Has it really been so long since I last did a newsletter? That is kind of crazy. Time moves so fast.

Like as I wrote before, I want to thank Professor Shintake as well as Dr. Patrick Naulleau of EUV Tech for their help and consultation. They are the true experts of this domain.

I do want to note that ASML chose the number of mirrors they did for a very real reason. It gives them full ability to print specific features on the mask. Simplifying the number of mirrors that away so we should keep this in mind. Perhaps fabs in the future adopt a mix of lithography machines - doing some very complicated layers with those machines and others with simpler mirrors.

A mirror inside ASML's EUV lithography machine reflects just 70% of the EUV light it receives.

With 10-12 reflections in the machine, this can get inefficient.

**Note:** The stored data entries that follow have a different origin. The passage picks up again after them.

PR #823, opened 2018-07-07
Adopt new MPSNNOptimizer API for updating conv and batch-norm weights

nickjong:
Deeper fix for #742: adopt the newer convenience API for updating our data sources

### DIFF
--- a/src/unity/toolkits/tcmps/mps_weight.mm
+++ b/src/unity/toolkits/tcmps/mps_weight.mm
@@ -24,7 +24,7 @@ API_AVAILABLE(macos(10.14))
 // Batch norm update
 -(void)encodeToCommandBuffer:(id<MTLCommandBuffer>)commandBuffer
      batchNormalizationState:(MPSCNNBatchNormalizationState *)state
-               batchNormData:(TCMPSBatchNormData *)data;
+               batchNormData:(TCMPSBatchNormWeights *)weights;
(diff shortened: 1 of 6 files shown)


src/unity/toolkits/tcmps/mps_weight.mm
```diff
@@ -9,7 +9,116 @@
...
+
+@property (nonatomic, readonly) MPSVector *weightMomentumVector;
+@property (nonatomic, readonly) MPSVector *weightVelocityVector;
+@property (nonatomic, readonly) MPSVector *biasMomentumVector;
+@property (nonatomic, readonly) MPSVector *biasVelocityVector;
+
+@end
+
+// Class extension for TCMPSBatchNormData internal implementation
+@interface TCMPSBatchNormData ()
```
gustavla: Should we perhaps call this `TCMPSBatchNormWeights`? Not sure why we have convolution *weights* but batch norm *data*. I suppose the BN gammas and betas are what we normally consider to be weights, but the moving mean/var don't typically go by this name. However, at the end of the day, during inference, they are weights in the network, so the distinction is too subtle to warrant the -Data name.

nickjong: Good call! I went ahead and renamed to `TCMPSBatchNormWeights`

PR #1199, opened 2018-11-09
Introduce neural_net::model_spec as primary storage for a learned NN

nickjong:
With this change, the C++ object_detector maintains (an encapsulated version of) a CoreML NeuralNetwork proto specifying the trained weights. This proto can be initialized with the pre-trained weights before training, and updated with the results of training when necessary. CoreML export will be able just to copy this proto into the output proto.


nickjong:
The first step in getting CoreML export working in the new C++ object detector: just use CoreML protobuf as the main representation of the model, much as the Python-based implementation stores a MXNet model. (This is a bit of a departure from my original plan, which was to use these `float_array_map` values instead.)

Much of this change is a rename from neural_net/coreml_import to model_spec. For reviewing convenience, I’ve isolated the file rename into its own commit (you’ll get a cleaner diff if you only look at the other commit)

The new model_spec class is conceptually similar to the coremltools.model.neuralNetwork.Builder class, but AFAICT that’s all in Python. For now I’m not claiming (or attempting) anything more general than what we need for this toolkit…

Just 1% of the photons hit the wafer. Electrical power efficiency is said to be less than 0.2%.

It also contributes to troublesome stochastic defects, since not enough EUV photons hit the resist to overcome quantum effects.

So a recent paper from Professor Tsumoru Shintake at the Okinawa Institute of Science & Technology caught my eye.

It proposes a simplified setup with radically fewer mirrors. But Shintake makes it clear to me that his system no way challenges ASML's. In fact, it should complement it.

I think this thing can work. In today’s video, I want to walk you through this interesting new thing cooking up in beautiful Okinawa.

Beginnings.

We should begin with a brief overview of a commercial EUV lithography system. I am not going to cover everything, just enough to get you through this video.

First, we need EUV light, 13.5 nanometer wavelength light. The light source creates it in a number of ways - lasers hitting tin droplets, particle accelerators, whatever you want.

A mirror then collects the light and sends it through the Illumination module, which spreads out the light and makes it as uniform as possible for the mask.

That light then bounces off a photomask, a special mirror with the chip design printed onto it.

The reflected light then goes through an Optical Projection module that reduces the size of the pattern on the mask's field by some ratio and focuses it.

Finally, the light hits the resist-coated wafer. Ideally at the exact ...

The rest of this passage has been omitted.